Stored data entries
----

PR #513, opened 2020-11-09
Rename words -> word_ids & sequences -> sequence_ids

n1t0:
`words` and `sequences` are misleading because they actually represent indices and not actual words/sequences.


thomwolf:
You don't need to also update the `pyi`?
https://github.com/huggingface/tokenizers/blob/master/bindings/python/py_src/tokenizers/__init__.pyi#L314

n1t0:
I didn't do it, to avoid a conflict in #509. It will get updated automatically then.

----

• _Task brief_: Scan the entries above for the word "sequences", then copy every line in which it occurs.

• _Response to the task_:
Rename words -> word_ids & sequences -> sequence_ids
`words` and `sequences` are misleading because they actually represent indices and not actual words/sequences.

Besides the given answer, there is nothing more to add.